Развязка наступила во время сборов в милицию, когда Давид огорошил меня неожиданной информацией: возвращения брата ждать не следует, он, как видно, скрылся бесследно, потому что находится в бегах, покинув место заключения, где он отбывал наказание за совершенное преступление.
Я тем более настоял на посещении милиции, где мы выполнили все формальности (Давид, правда, не сказал, что он знал о побеге братца из мест заключения), и получили обещание «как только» поймают вора, «так сразу» и вернут вещи.

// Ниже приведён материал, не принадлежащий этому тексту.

Issue #6293, opened 2023-02-17
better syntax highlighting for console snippets


mcandre:
## Describe the enhancement

The current console language highlighter has really strange tokenization, for example when used inside of a README.md (GitHub flavored Markdown) document.

The highlighter really seems to highlight text at random. It's so strange and distracting, that even no colorization would be easier to read.

### New tokenization scheme

* 99% of text: A boring, consistent foreground color.
* Standard prompts: A bare dollar (`$`) or greater than (`>`) prompt leading the line. We could extend this very slightly to handle UNIX and NTFS file paths preceding these characters. But beyond that complexity, anything else in a snippet prompt is likely going to be wasteful, distracting text for the human reader, and difficult to establish a performant parser ROC curve. We can color the prompt classic green, and dim the luminosity, in order to emphasize that the user is not expected to literally type out the prompt when following console snippets.
* Standard line comments: A sharp (`#`) or a double colon (`::`) leading the line. Any obscure comment syntax, or multiline comment syntax, is better suited to placing above or below a snippet (in the case of a documentation), or highlighted with a more specific parser, for script files. Color in the area of brown. Like the prompt, dim to denote its parenthetical nature.

And that's it. Do not attempt to highlight other tokens specially, because they're very likely to be arbitrary output from unknowable programs.

### Don't highlight built-in shell commands like cd

Don't try to highlight shell built-ins specially. Given that built-in commands and other executables will be interleaved in console snippets, all that does is make a distracting, unpredictable view.

And which exact built-ins would we even support exactly? Because ls is a built-in for POSIX sh and PowerShell but not for Command Prompt. where may be a built-in on some systems but not others. find is a built-in for Command Prompt and PowerShell but not UNIX sh. ll may be a distribution-provided alias for ls with certain flags enabled, though not technically a shell built-in, in for troubleshooting purposes.

curl/wget are built-ins for PowerShell but not for Command Prompt or UNIX sh. which is a built-in for UNIX sh but not for Command Prompt. Most things are built-ins in OS distributions based on Busybox/Toybox sh.

Such applies not only to UNIX sh implementations, but note that there are also non-POSIX shells like csh, tcsh, fish, ...

pushd/popd are built-ins for bash and zsh but not for ksh. Some distributions shim pushd/popd on behalf of ksh, mimicking a built-in. For troubleshooting reasons, should we treat these commands as built-ins or non-built-ins? You can see what a headache highlighting built-ins becomes.

[...]

PR #6302, opened 2023-03-01
Add support for Elvish transcripts.

xiaq:
This adds support for highlighting transcripts of Elvish sessions.

## Description

Support for Elvish was accepted in https://github.com/github/linguist/pull/5940. Because Elvish is a shell language, it is very frequent to not show just Elvish code, but also its outputs. Instead of just:

```elvish
echo foo
```

One often needs to show:

```elvish-transcript
~> echo foo
foo
```

These _transcripts_ are most often used inside the Markdown of (for example) issue comments, and rarely saved to files, so there aren't a lot of those files on GitHub today.

However, my primary goal is to make it possible to use the `elvish-transcript` language tag on GitHub, and since `elvish` is already usable as a language tag, I'd argue that it should be supported too. The notability test was passed when Elvish itself was accepted.

I did define a file extension for Elvish transcripts, `.elvts`, but I am fine if I should drop that.

## Checklist:

    - The `.elvts` extension is **not** widely used, see above for explanation.
    - Sample source(s):
      - Examples given for the `echo` command (https://elv.sh/ref/builtin.html#echo, [source](https://github.com/elves/elvish/blob/5c835b1c5f5c9576b0d55f001e354f785202a9cf/pkg/eval/builtin_fn_io.d.elv#L160-L167))
  - [x] I have included a syntax highlighting grammar: https://github.com/elves/elvish, already included


lib/linguist/languages.yml
```diff
@@ -1778,6 +1778,16 @@ Elvish:
...
+Elvish transcript:
+  type: programming
+  ace_mode: text
+  extensions:
+  - ".elvts"
+  interpreters:
+  - elvish-transcript
+  tm_scope: source.elvish-transcript
+  color: "#99FF99"
+  language_id: 452025714
```
lildude, line 1790: This can be simplified:

```suggestion
Elvish Transcript:
  type: programming
  group: Elvish
  ace_mode: text
  tm_scope: source.elvish-transcript
  color: "#55BB55"
  language_id: 452025714
```

Notable changes:

- we don't need an extension as it'll only ever be used in markdown files
- we group it under Elvish as it is essentially the results of processing that language, like `pycon` for Python
- we don't need an interpreter as this is only used for shebang matching which will never happen
- the colour, whilst never likely to be seen, should probably be the same as Elvish

lildude (changes requested):
We really don't need an extension or sample in this case and can simplify the entry (see inline comment). 

Widespread usage is still a consideration which is quite easy to determine as you've stated this will only be used in markdown files or issue comments. 

[This search](https://github.com/search?q=language%3Amarkdown+elvish-transcript&type=code) shows it is only being used in 135 markdown files so falls a little short on the files side.

Searching [issue comments or bodies](https://github.com/search?q=%27elvish-transcript%27+in%3Abody%2Ccomments&type=issues) doesn't seem to indicate it's used that much with only 8 results.

So whilst there is usage, it doesn't appear widely adopted on GitHub yet, though I guess the lack of highlighting might have something to do with that in issues.

Let me sleep on this.

xiaq:
Thanks, applied your suggested change. Also regenerated vendor/README.md and removed the sample.

I wonder though - how does Linguist know that the `elvish-transcript` language tag in Markdown maps to the `source.elvish-transcript` scope? Is it just based on the name of the scope? (Also FWIW, the reason I added an `interpreter` was based on the misunderstanding that it is also used as a language tag.)

> So whilst there is usage, it doesn't appear widely adopted on GitHub yet, though I guess the lack of highlighting might have something to do with that in issues.

I definitely agree that the lack of usage currently is _because_ there's no syntax highlighting yet, so people don't bother.

Looking at the first page of open issues in https://github.com/elves/elvish/issues, a lot of comments containing transcripts, but not using the `elvish-transcript` tag: https://github.com/elves/elvish/issues/1599#issue-1335425183, https://github.com/elves/elvish/issues/1603#issue-1356716036, https://github.com/elves/elvish/issues/1625#issue-1456592731, https://github.com/elves/elvish/issues/1631#issue-1489888756, https://github.com/elves/elvish/issues/1641#issue-1529522473, https://github.com/elves/elvish/issues/1648#issue-1551873274, https://github.com/elves/elvish/issues/1653#issue-1556086571, https://github.com/elves/elvish/issues/1654#issue-1559100573, https://github.com/elves/elvish/issues/1656#issue-1573626194 (the last code block), https://github.com/elves/elvish/issues/1662#issuecomment-1442799510. That is about 1/3 of all Elvish issues that has at least one transcript and could benefit from `elvish-transcript` support. At least in the context of issues the use of Elvish transcripts is already widespread, just not the use of the `elvish-transcript` tag.

lildude:
> I wonder though - how does Linguist know that the `elvish-transcript` language tag in Markdown maps to the `source.elvish-transcript` scope? Is it just based on the name of the scope?

Linguist doesn't directly handle the codeblocks, [markup](https://github.com/github/markup) does, but markup uses the languages and grammars supplied by Linguist. 

I gave a brief run down of how this works just yesterday at https://github.com/github/linguist/issues/6293#issuecomment-1451627502 but in short it knows because users tell it and thanks to the entry in the `languages.yml` file it knows to tell the syntax highlighting engine to use the grammar which has the `source.elvish-transcript` scope to highlight the blocks:

_"The file/codeblock has been identified as 'Elvish Transcript', so Mr Syntax Highlighting Engine, please use the `source.elvish-transcript` grammar to make it pretty"_ 😁

lildude (approved):
Lets go for it.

А следует принять во внимание, что, подобно артисту Шмаге, персонажу из пьесы А.Н. Островского «Без вины виноватые», утверждавшему при каждом удобном случае, что «весь его гардероб всегда на нем», мой гардероб был тоже весьма скромным: матросские брюки клеш (весь шик был в том, чтобы низ брюк был достаточно широк для сокрытия от взора носков ботинок) и рубашки с разного цвета вЕрхом и низом, называемой «бобочкой».
Не уверен, уместно ли здесь вспоминать, что мода на узкие брюки только – только начиналась, и до её триумфального шествия было очень далеко. Обладателями узких брюк были т.н. стиляги, с которыми общественность при явном покровительстве властей вела довольно жесткую, если не жестокую борьбу. Жестокость проявлялась в том, что патрули БСМ, повстречав на улице свою жертву в образе стиляги, распарывали по шву половину одной из штанин обладателя узких брюк.
Вообще, это очень интересное противостояние: широкие клёши и узкие брюки. Вся Европа уже признала приоритет узких брюк, но Союз, особенно его провинция, оставались приверженцами своих консервативных вкусов.